[Collected data]

○ ○ ○

PR #4215, opened 2026-08-12
Fix MultiOptimizer on models containing empty modules

erenmenges:
## Description
MultiOptimizer raised ValueError on any model that had parameterless modules (e.g. ReLU/GELU). I hit this while writing a ternary transformer that included something like a MLP = Sequential(BitLinear, GELU, BitLinear), where BitLinear is a custom module with both 2D weights and RMSNorm inside, therefore requiring different optimizers. I've reproduced this issue with stock MLX without any custom modules as well.

This is because MultiOptimizer uses tree_merge underneath to merge each optimizer's updates during optimizer.update. Normally, tree_merge treats empty containers ({}, [], ()) as None so it can merge with a non-empty tree. This works. But when both containers at the same position are empty, they both become None, and there is no condition in the function to handle that. Therefore it defaults to the `else` branch which acts as a conflict resolver with a passed function merge_fn. The `else` branch attempts to call merge_fn, but fails since a merge_fn isn't passed by MultiOptimizer.

This happens with parameterless modules, since their optimizer slice is empty.

MLX already treats empty containers as empty subtrees:
```python
>>> tree_flatten({"a": {}})
[]
```
This being absent in tree_merge is inconsistent, since it would be the only util that wouldn't treat an empty container as an empty subtree.

## Reproduction

```python
import mlx.core as mx
import mlx.nn as nn

model = nn.Sequential(nn.Linear(4, 4), nn.ReLU(), nn.Linear(4, 4))
mx.eval(model.parameters())
opt = optim.MultiOptimizer(
    [optim.Muon(learning_rate=0.01), optim.AdamW(learning_rate=0.01)],
    [lambda path, w: w.ndim >= 2],
)
loss_and_grad = nn.value_and_grad(model, lambda m, x: m(x).sum())
loss, grads = loss_and_grad(model, mx.zeros((1, 4)))
opt.update(model, grads)
```

## Proposed changes

My fix makes tree_merge return an empty container of the same type if two empty containers of the same type are being merged. This fixes the MultiOptimizer issue, as evidenced by the two tests I wrote. It throws a ValueError if two empty containers of different types are being merged, since there's no way to decide which one is to use, other than their ordering. Also adds my name and fix description to the acknowledgments.

## Tests

`test_optimizers.py/test_multi_optimizer_with_parameterless_layers`
`test_tree.py/test_empty_subtree_merge`

## Checklist

### DIFF
--- a/ACKNOWLEDGMENTS.md
+++ b/ACKNOWLEDGMENTS.md
@@ -22,7 +22,6 @@ MLX was developed with contributions from the following individuals:
 - Gökdeniz Gülmez: Added the `Muon (MomentUm Orthogonalized by Newton-schulz)` optimizer, and the `ReLU²` activation function.
 - katlun-lgtm: Added `reflect` and `symmetric` padding modes.
 - Erwin Zhang: Added `searchsorted`. Fixed the ring backend hanging when a peer disconnects. Improved JACCL error reporting.
-- Eren Menges: Fixed `MultiOptimizer` not working on models with parameter-free layers (like `ReLU`).
 
 <a href="https://github.com/ml-explore/mlx/graphs/contributors">
   <img class="dark-light" src="https://contrib.rocks/image?repo=ml-explore/mlx&anon=0&columns=20&max=100&r=true" />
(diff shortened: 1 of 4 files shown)


zcbenz (approved):
This looks good to me, thanks! I'm reverting the changes on ACKNOWLEDGMENTS.md though since it is mostly for non-trivial features.

PR #4216, opened 2026-08-12
Optimize BF16 quantized matmul with FP16 tiles

justinchuby:
## Summary
- add an opt-in affine INT4/group-32 QMM path with BF16 device I/O, FP16 threadgroup/MMA tiles, and FP32 accumulation
- vectorize BF16-to-FP16 activation loads and use 64x64 output tiling
- keep AOT and Metal JIT tile instantiations consistent and test both wide/narrow variants

Enable with `MLX_BF16_QMM_FP16=1`; `MLX_BF16_QMM_FP16_TILE=32` selects the narrow comparison path.

## Performance
M1 Max, M=512, K=6656, N=19968, affine INT4 group size 32:

| Path | Time |
|---|---:|
| Stock BF16 | 30.6 ms |
| Stock FP16 | 17.2 ms |
| BF16 I/O + FP16 tiles | 17.32 ms |

The mixed path is ~1.77x faster than stock BF16 and effectively matches pure FP16 while preserving BF16 I/O.

## Validation
- `python/tests/test_quantized.py`: 33 tests / 2896 subtests pass
- AOT and `MLX_METAL_JIT=ON` builds
- wide/narrow tiles, small M/N, non-64 K, and batched inputs
- JIT regression test reproduces the pre-fix tile mismatch and passes with the fix

### DIFF
--- a/mlx/backend/metal/kernels/quantized.h
+++ b/mlx/backend/metal/kernels/quantized.h
@@ -690,6 +690,263 @@ struct QuantizedBlockLoader {
   }
 };
 
+// Experimental variant of QuantizedBlockLoader used by the
+// MLX_BF16_QMM_FP16 path (see mlx/backend/metal/quantized.cpp). The
+// device-resident scales/biases are TExt (bfloat16_t) while the
+// dequantized weights are written into TTile (float16_t) threadgroup
+// memory so that the per-element dequantize math and the downstream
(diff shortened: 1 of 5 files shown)


zcbenz:
Thanks for the PR, while it is a nice improvement we prefer users to convert to fp16 themselves rather than us implicitly do the conversion.

justinchuby:
Thanks - explicit cast verified to have matching performance.

PR #4218, opened 2026-08-13
Implement Group.split() for the ring backend

erwinzhang7:
Part of #3205. `RingGroup::split` threw, so `mx.distributed.init().split(...)` was unavailable
on ring. MPI and NCCL both implement it, so this brings ring to the same contract:

- ranks sharing a color end up in the same group,
- new ranks are ordered by ascending key, with the parent rank breaking ties,
- `key < 0` (the default) means keep the parent's order.

Two things made this smaller than expected.

`TCPSocket::listen` already sets `SO_REUSEADDR` and `SO_REUSEPORT`, and the parent's listening
sockets are closed once `accept()` returns, so a subgroup rebinds the same hostfile addresses.
No port negotiation is needed.

`RingGroup` is constructed from the full address table, so once every rank knows every color it
can work out the subgroups by itself. The constructor was dropping that table, it is kept now.
The colors and keys rotate around the existing ring, so the connection side channel is not
involved.

`RingGroup` also returns early at size one instead of trying to connect to itself, which is what
a color nobody else shares produces. Collectives over a group that size are resolved in
`ops.cpp` before they reach a backend.

`test_groups` in `ring_test_distributed.py` asserted that split raises. It now covers the
behaviour instead.

### Verified

Ring backend on localhost at 2, 4 and 8 ranks. Beyond rank and size, every case checks an
`all_sum` inside the subgroup to confirm the collective is carried by the subgroup and not the
parent.

| | 2 ranks | 4 ranks | 8 ranks |
|---|---|---|---|
| even/odd split | pass | pass | pass |
| uneven blocks (`rank // 3`) | pass | pass | pass |
| nested split of a subgroup | pass | pass | pass |
| identity split reproduces the world | pass | pass | pass |
| singleton subgroups | pass | pass | pass |
| key-driven reordering | pass | pass | pass |
| `ring_test_distributed.py` | 13/13 | 13/13 | 13/13 |

### DIFF
--- a/mlx/distributed/ring/ring.cpp
+++ b/mlx/distributed/ring/ring.cpp
@@ -6,6 +6,7 @@
 #include <unistd.h>
 
 #include <algorithm>
+#include <array>
 #include <chrono>
 #include <fstream>
 #include <future>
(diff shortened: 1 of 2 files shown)


zcbenz (changes requested):
To split a ring you would need to bind the unconnected nodes, this is far from correct.

erwinzhang7:
The verification in the description was localhost only so I re-ran it across machines at `3f2be4bd`.

Four ranks, one per Mac mini on a LAN. Ring edges are 0-1, 1-2, 2-3, 3-0, so a parity split puts `{0,2}` on machines A and C and `{1,3}` on B and D. Neither pair is ring-adjacent, both span physical hosts, so each subgroup has to bind nodes the parent ring never connected. Each rank contributes `10**rank`, so the parent sums to 1111 and the subgroups to 101 and 1010, and wrong groupings are easy to spot.

| case | result |
|---|---|
| parent `all_sum` before any split | ok |
| parity split | ok |
| parent `all_sum` after split, three times interleaved with subgroup use | ok |
| subgroup `all_sum`, 1 MB payload | ok |
| subgroup `all_gather` | ok |
| key-driven reordering, rank reversed | ok |
| nested split of a subgroup | ok |
| parent and first subgroup still correct after nesting | ok |
| singleton subgroup | ok |
| identity split reproduces the world | ok |
| uneven blocks (`rank // 3`) | ok |
| parent `all_sum` after all splits | ok |

20 checks, three repeats, 0 failures. `ring_test_distributed.py` in full also passed on the same four hosts twice, 13 tests on every rank.

Yes it has to bind the unconnected nodes, that is what this does. `TCPSocket::listen` already sets `SO_REUSEADDR` and `SO_REUSEPORT`, and the parent's listening sockets are closed once `accept()` returns (TCPSocket is a stack local, so it closes when it goes out of scope) so a subgroup rebinds the same hostfile addresses. The parent-after-split rows are there because rebinding while the parent is still live is the failure I would expect first; the parent stays correct after being split twice, interleaved with subgroup collectives.

Not litigating if the feature isn't wanted, just providing deeper verification than localhost.

Used Claude Code for verification. The implementation is mine, I am responsible for every line.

○ ○ ○

> [Exercise description]:
Repeat exactly the lines from the first line of the records above through the line containing "MultiOptimizer raised ValueError", both included, and nothing else.

> [Expected answer]:
PR #4215, opened 2026-08-12
Fix MultiOptimizer on models containing empty modules

erenmenges:
## Description
MultiOptimizer raised ValueError on any model that had parameterless modules (e.g. ReLU/GELU). I hit this while writing a ternary transformer that included something like a MLP = Sequential(BitLinear, GELU, BitLinear), where BitLinear is a custom module with both 2D weights and RMSNorm inside, therefore requiring different optimizers. I've reproduced this issue with stock MLX without any custom modules as well.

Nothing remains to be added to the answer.